Records contained in a dataset:
Issue #2214, opened 2018-05-18
Rule Request: [Multiline Function Chains]


erichoracek:
#### Summary

Chained function calls should be either on the same line, or one per line.

This is similar to the existing "Multiline Arguments" and "Multiline Parameters" rules.

#### Q&A

> 1. Why should this rule be added? Share links to existing discussion about what
   the community thinks about this.

It's easier to follow control flow through long function chains when each call has the same indentation.

> 2. Provide several examples of what _would_ and _wouldn't_ trigger violations.

* Triggering:
```swift
return match(pattern: pattern, with: [.comment]).flatMap { range in
   return Command(string: contents, range: range)
}.flatMap { command in
   return command.expand()
}

let evenSquaresSum = [20, 17, 35, 4]
    .filter { $0 % 2 == 0 }.map { $0 * $0 }
    .reduce(0, +)
```

* Non-triggering
```swift
return match(pattern: pattern, with: [.comment])
    .flatMap { range in
        return Command(string: contents, range: range)
    }
    .flatMap { command in
        return command.expand()
    }

let evenSquaresSum = [20, 17, 35, 4].filter { $0 % 2 == 0 }.map { $0 * $0 }.reduce(0, +)

let evenSquaresSum = [20, 17, 35, 4]
    .filter { $0 % 2 == 0 }
    .map { $0 * $0 }
    .reduce(0, +)
```

> 3. Should the rule be configurable, if so what parameters should be configurable?

No configuration necessary

> 4. Should the rule be opt-in or enabled by default? Why?
   See [README.md](../README.md#opt-in-rules) for guidelines on when to mark a
   rule as opt-in.

Disabled by default

freak4pc:
@erichoracek I like this and it's also useful to me and many friends in the Realm (😉) of Rx. 
Do you want to tackle this or are you OK with me giving it a go?

erichoracek:
@freak4pc Thanks for the interest! I'm pretty close to having a working implementation—feel free to take a shot at this if you'd like too though 😄

freak4pc:
@erichoracek oh not at all! Just wanted
To help out :) feel free to take your time with this

markst:
#490

PR #2221, opened 2018-05-25
Add multiline function chain rule

erichoracek:
See #2214

### DIFF
--- a/CHANGELOG.md
+++ b/CHANGELOG.md
@@ -43,10 +43,10 @@
   autocorrection.  
   [Eric Horacek](https://github.com/erichoracek)
 
-* Fixes a case where the `closure_end_indentation` rule wouldn't lint the end
-  indentation of non-trailing closure parameters.  
+* Add a new `multiline_function_chains` rule to validate indentation of chained
+  function calls.  
   [Eric Horacek](https://github.com/erichoracek)
-  [#2121](https://github.com/realm/SwiftLint/issues/2121)]
+  [#2214](https://github.com/realm/SwiftLint/issues/2121)]
 
 * Improves the `mark` rule's autocorrection.  
   [Eric Horacek](https://github.com/erichoracek)
@@ -93,6 +93,11 @@
   [Eric Horacek](https://github.com/erichoracek)
   [#1341](https://github.com/realm/SwiftLint/issues/1341)
   [#1897](https://github.com/realm/SwiftLint/issues/1897)
+
+* Fixes a case where the `closure_end_indentation` rule wouldn't lint the end
+  indentation of non-trailing closure parameters.  
+  [Eric Horacek](https://github.com/erichoracek)
+  [#2121](https://github.com/realm/SwiftLint/issues/2121)]
 
 * Fix autocorrection for several rules
   (`empty_parentheses_with_trailing_closure`, `explicit_init`,
--- a/CHANGELOG.md
+++ b/CHANGELOG.md
@@ -43,8 +43,8 @@
   autocorrection.  
   [Eric Horacek](https://github.com/erichoracek)
 
-* Add a new `multiline_function_chains` rule to validate indentation of chained
-  function calls.  
+* Add a new `multiline_function_chains` rule to validate chained function 
+  calls start either on the same line or one per line.  
   [Eric Horacek](https://github.com/erichoracek)
   [#2214](https://github.com/realm/SwiftLint/issues/2121)]
 
--- a/CHANGELOG.md
+++ b/CHANGELOG.md
@@ -43,6 +43,11 @@
   autocorrection.  
   [Eric Horacek](https://github.com/erichoracek)
 
+* Fixes a case where the `closure_end_indentation` rule wouldn't lint the end
+  indentation of non-trailing closure parameters.  
+  [Eric Horacek](https://github.com/erichoracek)
+  [#2121](https://github.com/realm/SwiftLint/issues/2121)]
+
 * Add a new `multiline_function_chains` rule to validate chained function 
   calls start either on the same line or one per line.  
   [Eric Horacek](https://github.com/erichoracek)
@@ -93,11 +98,6 @@
   [Eric Horacek](https://github.com/erichoracek)
   [#1341](https://github.com/realm/SwiftLint/issues/1341)
   [#1897](https://github.com/realm/SwiftLint/issues/1897)
-
-* Fixes a case where the `closure_end_indentation` rule wouldn't lint the end
-  indentation of non-trailing closure parameters.  
-  [Eric Horacek](https://github.com/erichoracek)
-  [#2121](https://github.com/realm/SwiftLint/issues/2121)]
 
 * Fix autocorrection for several rules
   (`empty_parentheses_with_trailing_closure`, `explicit_init`,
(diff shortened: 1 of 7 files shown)


erichoracek:
Just took a pass through all of the new violations, as far as I can tell none of them seem spurious 👍

Source/SwiftLintFramework/Rules/MultilineFunctionChainsRule.swift
```diff
@@ -0,0 +1,221 @@
...
+            guard
+                let offset = callDotOffset(file: file, callRange: range),
+                let line = file.contents.bridge().lineAndCharacter(forCharacterOffset: offset)?.line else {
+                    return nil
+            }
+            return (dotLine: line, dotOffset: offset, range: range)
+        }
+
+        let uniqueLines = calls
+            .map { $0.dotLine }
```
marcelofabri: we have an `unique` computed property declared on an `Array` extension, probably we could use it here

Source/SwiftLintFramework/Rules/MultilineFunctionChainsRule.swift
```diff
@@ -0,0 +1,221 @@
...
+        return noLeadingNewlineViolations.map { $0.dotOffset }
+    }
+
+    private static let whitespaceDotRegex = regex("\\s*\\.")
+
+    private func callDotOffset(file: File, callRange: NSRange) -> Int? {
+        guard
+            let range = file.contents.bridge().byteRangeToNSRange(start: callRange.location, length: callRange.length),
+            case let regex = type(of: self).whitespaceDotRegex,
+            let match = regex.matches(in: file.contents, options: [], range: range).last?.range else {
```
marcelofabri: would using `regex.firstMatch` work here?

Source/SwiftLintFramework/Rules/MultilineFunctionChainsRule.swift
```diff
@@ -0,0 +1,221 @@
...
+
+        let subcalls = dictionary.subcalls
+
+        if subcalls.isEmpty, let parentCallName = parentCallName, parentCallName.starts(with: name) {
+            return [NSRange(location: offset, length: length)]
+        }
+
+        return subcalls.flatMap { call -> [NSRange] in
+            guard let range = callRange(file: file, call: call, parentName: name, parentNameOffset: offset) else {
+                return []
```
marcelofabri: shouldn't we return `callRanges(file: file, kind: .call, dictionary: call, parentCallName: name)` here?

Source/SwiftLintFramework/Rules/MultilineFunctionChainsRule.swift
```diff
@@ -0,0 +1,221 @@
...
+            parentNameOffset == nameOffset,
+            let nameLength = call.nameLength,
+            let bodyOffset = call.bodyOffset,
+            let bodyLength = call.bodyLength,
+            let name = contents.substringWithByteRange(start: nameOffset, length: nameLength),
+            parentName.starts(with: name) else {
+                return nil
+        }
+
+        let linkOffset = nameOffset + nameLength
```
marcelofabri: what is a link? 🤔

Source/SwiftLintFramework/Rules/MultilineFunctionChainsRule.swift
```diff
@@ -0,0 +1,221 @@
...
+        return NSRange(location: linkOffset + offsetDifference + bodyLength,
+                       length: linkLength - bodyLength - offsetDifference)
+    }
+
+}
+
+fileprivate extension Dictionary where Key: ExpressibleByStringLiteral {
+    var subcalls: [[String: SourceKitRepresentable]] {
+        return substructure.compactMap { dictionary -> [String: SourceKitRepresentable]? in
+            guard case .call? = dictionary.kind.flatMap({ SwiftExpressionKind(rawValue: $0) }) else {
```
marcelofabri: small nitpick: you can use `dictionary.kind.flatMap(SwiftExpressionKind.init) == .call`

CHANGELOG.md
```diff
@@ -94,6 +94,11 @@
   [#1341](https://github.com/realm/SwiftLint/issues/1341)
   [#1897](https://github.com/realm/SwiftLint/issues/1897)
 
+* Fixes a case where the `closure_end_indentation` rule wouldn't lint the end
```
marcelofabri: this is on the wrong section

marcelofabri:
BTW, I was concerned about the timing regressions reported by oss-check, but it looks like it isn't that bad. Running locally I got this:

```
Message: Linting Aerial with this PR took 0.29s vs 0.28s on master (3% slower)
Message: Linting Alamofire with this PR took 2.27s vs 2.22s on master (2% slower)
Message: Linting Firefox with this PR took 8.33s vs 8.36s on master (0% faster)
Message: Linting Kickstarter with this PR took 11.13s vs 11.07s on master (0% slower)
Message: Linting Moya with this PR took 1.21s vs 1.16s on master (4% slower)
Message: Linting Nimble with this PR took 1.05s vs 0.96s on master (9% slower)
Message: Linting Quick with this PR took 0.32s vs 0.31s on master (3% slower)
Message: Linting Realm with this PR took 2.16s vs 2.12s on master (1% slower)
Message: Linting SourceKitten with this PR took 0.72s vs 0.72s on master (0% slower)
Message: Linting Sourcery with this PR took 3.13s vs 3.03s on master (3% slower)
Message: Linting Swift with this PR took 20.61s vs 20.23s on master (1% slower)
Message: Linting WordPress with this PR took 9.84s vs 9.32s on master (5% slower)
```

Source/SwiftLintFramework/Rules/MultilineFunctionChainsRule.swift
erichoracek: We need to use the last match here to ensure that in cases where a function call follows a property access don't trigger. e.g. 
```swift
self.happeningNewsletterOn = self.updateCurrentUser
    .map { $0.newsletters.happening }.skipNil().skipRepeats()
```
If you'd like I can add a comment, but this is covered in the tests 👍

Source/SwiftLintFramework/Rules/MultilineFunctionChainsRule.swift
erichoracek: In this case, since there's no chained subcall we don't need to descend further on, so we can just bail out and return early. I'll go ahead and add a comment to make it clear 👍

Source/SwiftLintFramework/Rules/MultilineFunctionChainsRule.swift
erichoracek: Was thinking like the "link" of a chain here, but I'll make these more descriptive 👍

erichoracek:
@marcelofabri Thanks for the review! Updated to address the comments.

To address your question about comment blocks—are you thinking about a case where a comment block falls inline within a function chain? e.g.:

```swift
let chain = a
    .b(1, 2, 3)
    /* Comment with a period. */ .c { blah in
        print(blah)
    }
    .d()
```

Looks like this may trigger a false-positive as is, but I can't imagine a case in which it would happen. Do you think it's worth the extra complexity?

marcelofabri:
@erichoracek When I was reviewing it, I thought that a commented out code block could trigger the rule, but I missed that we only check for dots after a call is found. So I agree it's not a big issue 👍

marcelofabri:
Thanks for another amazing contribution, @erichoracek 🎉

Task requirements:
If a line in the data contains the string "check", count it, then give the total and nothing else.

Written response:
2